▸ WHAT THE TASK REQUIRES
From the records below, extract only the lines running from the line with "Issue #183, opened 2026-07-13" to the line with "v1.4.44: Content-based instruction", both lines included, reproducing them exactly.

▸ DATA FOR THIS EXERCISE
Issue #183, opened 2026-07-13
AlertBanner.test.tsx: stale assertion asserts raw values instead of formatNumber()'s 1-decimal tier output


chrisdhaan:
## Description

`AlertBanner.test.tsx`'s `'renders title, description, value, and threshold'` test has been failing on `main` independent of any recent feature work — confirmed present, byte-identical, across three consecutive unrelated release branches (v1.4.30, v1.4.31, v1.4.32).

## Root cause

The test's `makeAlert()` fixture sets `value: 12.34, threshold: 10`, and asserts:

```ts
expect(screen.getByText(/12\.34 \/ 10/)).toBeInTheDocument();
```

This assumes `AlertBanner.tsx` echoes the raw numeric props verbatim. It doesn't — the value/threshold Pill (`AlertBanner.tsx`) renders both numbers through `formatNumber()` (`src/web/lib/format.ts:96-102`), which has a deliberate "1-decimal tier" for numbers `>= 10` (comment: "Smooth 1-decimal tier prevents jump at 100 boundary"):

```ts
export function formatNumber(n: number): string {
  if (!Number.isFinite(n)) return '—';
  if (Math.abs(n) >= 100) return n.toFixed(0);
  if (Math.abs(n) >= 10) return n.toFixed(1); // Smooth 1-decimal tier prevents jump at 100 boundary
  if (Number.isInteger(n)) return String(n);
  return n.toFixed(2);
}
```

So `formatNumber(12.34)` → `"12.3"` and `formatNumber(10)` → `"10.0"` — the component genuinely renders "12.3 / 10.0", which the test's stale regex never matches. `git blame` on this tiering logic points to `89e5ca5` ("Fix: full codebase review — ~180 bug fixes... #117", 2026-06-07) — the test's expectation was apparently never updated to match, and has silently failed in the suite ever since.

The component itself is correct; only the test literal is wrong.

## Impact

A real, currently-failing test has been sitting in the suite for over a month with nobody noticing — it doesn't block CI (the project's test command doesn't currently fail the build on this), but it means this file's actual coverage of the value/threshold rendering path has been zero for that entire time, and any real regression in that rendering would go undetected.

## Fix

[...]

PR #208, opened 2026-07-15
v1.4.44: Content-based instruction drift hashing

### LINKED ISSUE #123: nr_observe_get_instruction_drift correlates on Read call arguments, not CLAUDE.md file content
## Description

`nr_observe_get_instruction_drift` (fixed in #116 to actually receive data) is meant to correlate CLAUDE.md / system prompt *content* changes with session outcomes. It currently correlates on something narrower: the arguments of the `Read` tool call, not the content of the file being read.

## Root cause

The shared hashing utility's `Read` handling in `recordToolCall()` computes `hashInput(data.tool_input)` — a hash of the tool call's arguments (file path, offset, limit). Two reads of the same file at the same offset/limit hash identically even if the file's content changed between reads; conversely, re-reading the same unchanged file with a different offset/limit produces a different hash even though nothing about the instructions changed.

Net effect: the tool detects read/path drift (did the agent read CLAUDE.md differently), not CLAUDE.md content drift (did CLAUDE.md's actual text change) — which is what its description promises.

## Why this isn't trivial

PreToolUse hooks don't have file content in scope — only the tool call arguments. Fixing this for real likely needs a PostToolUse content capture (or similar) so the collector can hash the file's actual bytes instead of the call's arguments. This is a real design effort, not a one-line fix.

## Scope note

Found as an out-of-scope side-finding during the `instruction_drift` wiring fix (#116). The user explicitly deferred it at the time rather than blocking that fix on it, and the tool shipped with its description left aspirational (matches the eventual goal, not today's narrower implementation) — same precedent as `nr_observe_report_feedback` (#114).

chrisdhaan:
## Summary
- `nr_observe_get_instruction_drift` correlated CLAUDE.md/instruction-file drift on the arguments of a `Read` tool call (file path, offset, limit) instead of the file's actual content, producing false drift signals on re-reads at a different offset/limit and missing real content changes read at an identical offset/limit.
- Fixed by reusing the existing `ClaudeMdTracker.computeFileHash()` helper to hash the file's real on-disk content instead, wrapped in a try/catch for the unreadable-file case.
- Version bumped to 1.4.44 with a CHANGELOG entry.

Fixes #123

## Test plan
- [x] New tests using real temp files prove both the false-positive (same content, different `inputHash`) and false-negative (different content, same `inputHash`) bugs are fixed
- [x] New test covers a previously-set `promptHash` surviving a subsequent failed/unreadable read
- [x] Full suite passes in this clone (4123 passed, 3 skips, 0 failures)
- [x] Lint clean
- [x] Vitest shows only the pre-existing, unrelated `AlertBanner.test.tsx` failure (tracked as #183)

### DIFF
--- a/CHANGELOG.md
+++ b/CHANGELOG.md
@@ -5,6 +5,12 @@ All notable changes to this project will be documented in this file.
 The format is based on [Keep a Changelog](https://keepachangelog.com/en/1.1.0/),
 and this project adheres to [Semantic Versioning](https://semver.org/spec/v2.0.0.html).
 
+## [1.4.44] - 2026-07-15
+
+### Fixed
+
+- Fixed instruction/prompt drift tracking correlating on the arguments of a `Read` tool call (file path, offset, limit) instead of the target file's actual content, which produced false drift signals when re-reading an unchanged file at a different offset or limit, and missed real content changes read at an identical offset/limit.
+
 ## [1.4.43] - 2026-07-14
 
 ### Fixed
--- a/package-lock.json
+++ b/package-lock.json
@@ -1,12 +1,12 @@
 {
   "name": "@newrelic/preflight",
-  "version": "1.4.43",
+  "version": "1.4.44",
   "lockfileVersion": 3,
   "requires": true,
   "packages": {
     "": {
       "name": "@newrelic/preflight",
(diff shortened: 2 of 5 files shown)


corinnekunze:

---

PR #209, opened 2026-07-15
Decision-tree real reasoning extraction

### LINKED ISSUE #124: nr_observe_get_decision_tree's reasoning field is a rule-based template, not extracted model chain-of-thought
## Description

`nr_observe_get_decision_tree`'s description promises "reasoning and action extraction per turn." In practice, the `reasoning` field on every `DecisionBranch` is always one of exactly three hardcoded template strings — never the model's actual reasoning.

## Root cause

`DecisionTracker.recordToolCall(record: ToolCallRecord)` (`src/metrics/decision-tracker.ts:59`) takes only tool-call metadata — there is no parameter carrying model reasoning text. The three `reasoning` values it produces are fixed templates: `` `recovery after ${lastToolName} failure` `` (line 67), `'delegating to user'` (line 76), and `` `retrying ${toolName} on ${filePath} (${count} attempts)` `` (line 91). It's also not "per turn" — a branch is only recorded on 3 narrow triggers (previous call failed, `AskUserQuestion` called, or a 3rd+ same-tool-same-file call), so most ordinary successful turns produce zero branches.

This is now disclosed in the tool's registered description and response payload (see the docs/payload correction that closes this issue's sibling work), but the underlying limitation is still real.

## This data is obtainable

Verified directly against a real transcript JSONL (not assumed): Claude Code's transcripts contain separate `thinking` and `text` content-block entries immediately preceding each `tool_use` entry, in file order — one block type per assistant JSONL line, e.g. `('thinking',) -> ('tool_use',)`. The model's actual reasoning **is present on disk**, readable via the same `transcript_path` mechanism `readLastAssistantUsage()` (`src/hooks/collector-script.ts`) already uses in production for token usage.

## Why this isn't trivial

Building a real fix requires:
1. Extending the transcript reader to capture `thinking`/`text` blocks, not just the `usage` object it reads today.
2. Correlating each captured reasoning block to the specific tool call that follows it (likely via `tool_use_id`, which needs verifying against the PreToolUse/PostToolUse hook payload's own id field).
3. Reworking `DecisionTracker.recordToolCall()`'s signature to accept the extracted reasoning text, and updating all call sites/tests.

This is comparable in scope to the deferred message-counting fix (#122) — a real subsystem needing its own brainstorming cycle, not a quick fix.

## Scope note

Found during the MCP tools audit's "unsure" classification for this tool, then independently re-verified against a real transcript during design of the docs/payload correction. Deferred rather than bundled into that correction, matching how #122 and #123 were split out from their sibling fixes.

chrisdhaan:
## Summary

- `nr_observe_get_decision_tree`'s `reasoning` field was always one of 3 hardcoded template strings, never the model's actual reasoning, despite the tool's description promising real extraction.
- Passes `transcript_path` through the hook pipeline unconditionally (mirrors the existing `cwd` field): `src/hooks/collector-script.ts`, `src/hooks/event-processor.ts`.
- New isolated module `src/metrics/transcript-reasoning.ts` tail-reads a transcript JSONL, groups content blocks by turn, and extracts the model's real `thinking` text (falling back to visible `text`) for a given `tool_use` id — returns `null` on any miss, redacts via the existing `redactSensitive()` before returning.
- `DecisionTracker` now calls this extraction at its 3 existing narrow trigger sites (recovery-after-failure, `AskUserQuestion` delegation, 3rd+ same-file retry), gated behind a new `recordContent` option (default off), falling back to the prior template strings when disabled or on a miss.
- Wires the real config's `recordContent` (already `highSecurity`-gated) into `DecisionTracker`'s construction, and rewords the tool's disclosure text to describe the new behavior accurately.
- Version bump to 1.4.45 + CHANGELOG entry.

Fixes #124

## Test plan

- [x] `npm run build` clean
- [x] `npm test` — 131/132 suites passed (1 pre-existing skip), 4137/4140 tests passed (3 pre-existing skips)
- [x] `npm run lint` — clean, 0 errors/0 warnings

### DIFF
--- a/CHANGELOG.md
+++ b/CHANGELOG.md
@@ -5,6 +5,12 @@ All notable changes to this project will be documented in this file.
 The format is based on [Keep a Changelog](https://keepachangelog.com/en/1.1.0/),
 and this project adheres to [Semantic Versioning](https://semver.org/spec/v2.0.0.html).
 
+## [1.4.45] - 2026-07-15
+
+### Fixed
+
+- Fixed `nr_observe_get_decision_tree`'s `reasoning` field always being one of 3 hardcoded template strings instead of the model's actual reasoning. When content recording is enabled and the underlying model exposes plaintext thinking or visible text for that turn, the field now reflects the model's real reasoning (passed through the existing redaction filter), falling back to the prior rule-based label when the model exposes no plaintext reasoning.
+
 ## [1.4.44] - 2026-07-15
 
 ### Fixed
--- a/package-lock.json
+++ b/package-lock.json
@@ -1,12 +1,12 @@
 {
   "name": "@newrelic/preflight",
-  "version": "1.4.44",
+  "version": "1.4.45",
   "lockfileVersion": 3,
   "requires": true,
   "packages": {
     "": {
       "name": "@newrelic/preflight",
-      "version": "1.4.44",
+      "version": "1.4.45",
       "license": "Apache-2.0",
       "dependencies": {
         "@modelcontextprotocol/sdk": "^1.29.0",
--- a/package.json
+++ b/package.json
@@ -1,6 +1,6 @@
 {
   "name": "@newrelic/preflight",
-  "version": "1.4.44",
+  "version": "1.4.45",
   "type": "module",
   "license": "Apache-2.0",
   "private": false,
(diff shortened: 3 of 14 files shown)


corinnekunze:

▸ SOLUTION TO THIS PROBLEM
Issue #183, opened 2026-07-13
AlertBanner.test.tsx: stale assertion asserts raw values instead of formatNumber()'s 1-decimal tier output


chrisdhaan:
## Description

`AlertBanner.test.tsx`'s `'renders title, description, value, and threshold'` test has been failing on `main` independent of any recent feature work — confirmed present, byte-identical, across three consecutive unrelated release branches (v1.4.30, v1.4.31, v1.4.32).

## Root cause

The test's `makeAlert()` fixture sets `value: 12.34, threshold: 10`, and asserts:

```ts
expect(screen.getByText(/12\.34 \/ 10/)).toBeInTheDocument();
```

This assumes `AlertBanner.tsx` echoes the raw numeric props verbatim. It doesn't — the value/threshold Pill (`AlertBanner.tsx`) renders both numbers through `formatNumber()` (`src/web/lib/format.ts:96-102`), which has a deliberate "1-decimal tier" for numbers `>= 10` (comment: "Smooth 1-decimal tier prevents jump at 100 boundary"):

```ts
export function formatNumber(n: number): string {
  if (!Number.isFinite(n)) return '—';
  if (Math.abs(n) >= 100) return n.toFixed(0);
  if (Math.abs(n) >= 10) return n.toFixed(1); // Smooth 1-decimal tier prevents jump at 100 boundary
  if (Number.isInteger(n)) return String(n);
  return n.toFixed(2);
}
```

So `formatNumber(12.34)` → `"12.3"` and `formatNumber(10)` → `"10.0"` — the component genuinely renders "12.3 / 10.0", which the test's stale regex never matches. `git blame` on this tiering logic points to `89e5ca5` ("Fix: full codebase review — ~180 bug fixes... #117", 2026-06-07) — the test's expectation was apparently never updated to match, and has silently failed in the suite ever since.

The component itself is correct; only the test literal is wrong.

## Impact

A real, currently-failing test has been sitting in the suite for over a month with nobody noticing — it doesn't block CI (the project's test command doesn't currently fail the build on this), but it means this file's actual coverage of the value/threshold rendering path has been zero for that entire time, and any real regression in that rendering would go undetected.

## Fix

[...]

PR #208, opened 2026-07-15
v1.4.44: Content-based instruction drift hashing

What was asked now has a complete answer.